Final answer:
Surface runoff comes from snowmelt and other forms of precipitation like rain. If precipitation does not evaporate or is not absorbed by the soil as groundwater, it can turn into runoff, contributing to rivers, streams, and lakes that flow to the oceans.
Step-by-step explanation:
Water that can flow across the surface as runoff comes from snowmelt and precipitation, such as rain. After water from rain or melting snow reaches the Earth's surface, it can follow different paths. Some of it may evaporate back into the atmosphere, a process often intensified if it encounters vegetation, as some amount of water will immediately evaporate from plant surfaces, a phenomenon that, together with transpiration (the evaporation of water from plant leaves), is known as evapotranspiration.
Water that doesn't evaporate or isn't used by plants may percolate into the soil, becoming groundwater.
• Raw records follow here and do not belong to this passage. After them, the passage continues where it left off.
PR #714, opened 2018-09-15
nextcloud: update to 14.0.3

r4co0n:
Update Nextcloud to version 14.0.0 . This follows the latest
upstream release.


r4co0n:
This works in a local build, updating from the latest stable release.

kyrofa:
The tests are not happy with this. I'll take a closer look.

r4co0n:
I thought of releasing this in the same vein as you. I bet people would have sooner or later asked about the new version. This makes them aware that we got the update on our radar and gives them the chance to contribute by testing a beta release once we get the automatic tests fixed.

Tests fail with 
```
Capybara::Webkit::JavaScriptError:
{:line_number=>7, :message=>"SyntaxError: Unexpected token '>'",
:source=>"http://localhost/apps/notifications/js/notifications.js?v=821eafa6-0"}
```
Strangely, my local `/apps/notifications/js/notifications.js` has only 6 lines, with everything but the first being a license comment.

snap/snapcraft.yaml
```diff
@@ -1,5 +1,5 @@
 name: nextcloud
-version: 13.0.5snap1
+version: 14.0.0snap1
```
kyrofa: Mind reverting this? The version gets bumped as part of the release process.

kyrofa:
@r4co0n I pushed some extra fixes for v14, haven't messed with the tests just yet.

kyrofa:
Huh, tests passed locally. Let's see what happens now.

kyrofa:
[This bug](https://github.com/nextcloud/server/issues/11107) is hitting us. I think I'd like to hold off on releasing v14 until it's fixed, or we'll just get more bug reports. Thoughts?

r4co0n:
@kyrofa wrote:
> [This bug](https://github.com/nextcloud/server/issues/11107) is hitting us. I think I'd like to hold off on releasing v14 until it's fixed, or we'll just get more bug reports. Thoughts?

I am with you on this. Do you have a rough overview of other bugs biting v14? Upstream is using the tag [`14-beta-feedback`](https://github.com/nextcloud/server/labels/14-beta-feedback), but it is not used everywhere, at least the bug you found doesn't have the tag.

Right now, there are 22 issues in that list, I haven't seen through them, but they hopefully aren't all release-critical for us. 

If anyone reading this has a v14 Nextcloud running somewhere already, please tell us if you encountered issues and provide relevant bug numbers. (Please open the bugs in [`nextcloud/server`](https://github.com/nextcloud/server/issues) after you've thoroughly verified it is not yet reported.) It is also appreciated if you tell us everything went smooth for you.

pachulo:
I'm also with you @kyrofa . It seems to be always like that, every new major release (X.0.0) never comes without pain.
But I also think that we should be that conservative for the `stable` channel and that 14.0.0 should already be in the `14/candidate`, or at least `14/beta`, channel because that way we would enable adventurous people to test it.

kyrofa:
> [...] 14.0.0 should already be in the `14/candidate` [...]

Great minds, I've pushed 14.0.0snap1-rc1 (this PR) to 14/candidate.

pachulo:
14.0.1 is already out:

- https://github.com/nextcloud/server/releases

The bug is not yet solved https://github.com/nextcloud/server/issues/11107 so, should we update this PR @kyrofa ?

pachulo:
And 14.0.2 is out now. @r4co0n could you update this PR with it?

pachulo:
@r4co0n ping
@kyrofa can you update this? I really think we should have 14.0.2 in the `14/candidate` channel.

kyrofa:
Dang. Github went belly up on me yesterday, things still seem wonky this morning.

kyrofa:
Alright, in candidate now.

mahfoudfx:
I Think you should consider #778 before switching to the v14 stable channel. I had the same issue.

brainfrz82:
At this point in time, wouldn't it be better to wait for NC15 and go straight to that release?

pachulo:
> At this point in time, wouldn't it be better to wait for NC15 and go straight to that release? When there are no blocking issues of course.

I would say no, because the upgrade from one major version from another is never painless, so I can't really imagine skipping a major version and everything working as it should

Besides, nextcloud X.0.0 versions always need some polishing, so I think that we should follow our own update path for the snap.

kyrofa:
Closed in favor of #799.

PR #727, opened 2018-09-20
Fix for issue #708

### LINKED ISSUE #708: php_readline missing;cannot start indexing for fulltextsearch
Hi 

I'm using the latest snap on a Ubuntu 18.4.1 LTS server, trying to setup fulltextsearch-* with elastic search and tesseract for OCR. When I try to start indexing I get the same error as described here:
https://github.com/nextcloud/fulltextsearch/issues/376

The proposed solution is to install php-readline. How can I do that within the snap? I'm guessing I can't, but is there any way to get this up and running?

Thank you

IvyUK:
Included php --with-readline and the associated build package fixes #708

### DIFF
--- a/snap/snapcraft.yaml
+++ b/snap/snapcraft.yaml
@@ -179,6 +179,9 @@ parts:
       # Enable ldap.
       - --with-libdir=lib/ARCH_TRIPLET
       - --with-ldap
+      
+      # Enable readline for elastic full text search
+      - --with-readline
     stage-packages:
       # These are only included here until the OS snap stabilizes
       - libxml2
@@ -192,6 +195,7 @@ parts:
       - libmcrypt-dev
       - libldap2-dev
       - libfreetype6-dev
+      - libreadline-dev
     prime:
      - -sbin/
      - -etc/


snap/snapcraft.yaml
```diff
@@ -192,6 +195,7 @@ parts:
       - libmcrypt-dev
       - libldap2-dev
       - libfreetype6-dev
+      - libreadline-dev
```
kyrofa: We're not typically willing to introduce new dependencies into the snap. Finding documentation for how fulltextsearch works is difficult, but I'd be surprised if this was all that was required to enable all its providers. Have you actually built this snap and tested it with various providers?

IvyUK: Yes, I have built the snap and upgraded my install with it. This has resolved the issue. I have the full text search app and the files & elastic search plug in.

https://apps.nextcloud.com/apps/fulltextsearch
https://apps.nextcloud.com/apps/files_fulltextsearch
https://apps.nextcloud.com/apps/fulltextsearch_elasticsearch

IvyUK:
Any thoughts on how we move this forward ?

kyrofa:
> [...] in this case it seems the fix doesn't require all that much.

Every proposal in and of itself falls into that category. It's when taken together that they're not sustainable. I'm sorry folks :frowning_face: . I'll see if I can come up with some text for the README to better communicate this.

PR #729, opened 2018-09-23
apache, php: add debug mode

### LINKED ISSUE #612: Reduce ServerToken Info Output and Disable ServerSignature
The apache server should by default not expose so much detailed information that gives a potential attacker valuable information about the exact versions in use:

> Date: Thu, 14 Jun 2018 15:37:19 GMT
> Server: Apache/2.4.33 (Unix) OpenSSL/1.0.2g
> X-Powered-By: PHP/7.1.17

```
ServerTokens Prod
ServerSignature Off 
```
Should be part of the default configuration especially since they cannot be changed by the user in a snap setup.

kyrofa:
By default, both Apache and PHP provide detailed version information in the HTTP headers and error pages. This PR resolves #612 by making the default behavior hide this information, but allows them to optionally be enabled by adding a new configuration value named `mode` which can contain two possible values: "debug" and "production".

Please test this PR from the `beta/pr-729` channel:

    $ sudo snap install nextcloud --channel=beta/pr-729

Or, if you already have it installed:

    $ sudo snap refresh nextcloud --channel=beta/pr-729


kyrofa:
@pachulo and @r4co0n, I'd like a review from at least one of you on this one. How to test it is your call, but I'll tell you how I tested it (beyond the tests in this PR, of course): `curl -I <nextcloud address>`, which should print the headers. In production mode (which should be the default, but you can also run `snap set nextcloud mode=production`), the "server" header should only be "Apache". There should be nothing at all in the headers about PHP. Also, if you navigate to a random page in Nextcloud such that a 404 is displayed, there should be nothing mentioned about Apache.

In debug mode (`snap set nextcloud mode=debug`), the "server" header should mention both the version of Apache as well as the operating system. There should also be a "x-powered-by" header that mentions the version of Apache. Finally, a 404 page should mention Apache as well.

Groundwater can move through the soil and rock layers of the Earth, sometimes seeping out at springs or flowing into bodies of water like lakes and oceans, or be stored in underground aquifers.
Conversely, when soil is saturated and cannot absorb more water, excess water becomes surface runoff, which is the flow of fresh water over land. This runoff can make its way through streams, rivers, and lakes to the oceans, replenishing these bodies of water.